Saved entries
────────────────────

PR #959, opened 2026-04-26
simplify_boolean in the new pattern (9s -> 6s flatten)

tias:


cpmpy/transformations/normalize.py
```diff
@@ -62,183 +63,250 @@ def simplify_boolean(lst_of_expr, num_context=False):
...
-                expr.update_args(newargs)
-            newlist.append(expr)
-        elif is_bool(expr):  # unlikely base-case (Boolean constant)
-            newlist.append(int(expr) if num_context else BoolVal(expr))
-        elif isinstance(expr, list):  # nested list in args (like for wsum)
-            newlist.append(simplify_boolean(expr))
-        else:  # variables/constants/direct constraints
+        changed, newexpr = _simplify_boolean_expr(expr, num_context=num_context)
+        if changed:
+            assert not isinstance(newexpr, int)
```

────────────────────

Instructions for the task — The answer must be a word-for-word restatement of the records.

Response box —
PR #959, opened 2026-04-26
simplify_boolean in the new pattern (9s -> 6s flatten)

tias:


cpmpy/transformations/normalize.py
```diff
@@ -62,183 +63,250 @@ def simplify_boolean(lst_of_expr, num_context=False):
...
-                expr.update_args(newargs)
-            newlist.append(expr)
-        elif is_bool(expr):  # unlikely base-case (Boolean constant)
-            newlist.append(int(expr) if num_context else BoolVal(expr))
-        elif isinstance(expr, list):  # nested list in args (like for wsum)
-            newlist.append(simplify_boolean(expr))
-        else:  # variables/constants/direct constraints
+        changed, newexpr = _simplify_boolean_expr(expr, num_context=num_context)
+        if changed:
+            assert not isinstance(newexpr, int)
```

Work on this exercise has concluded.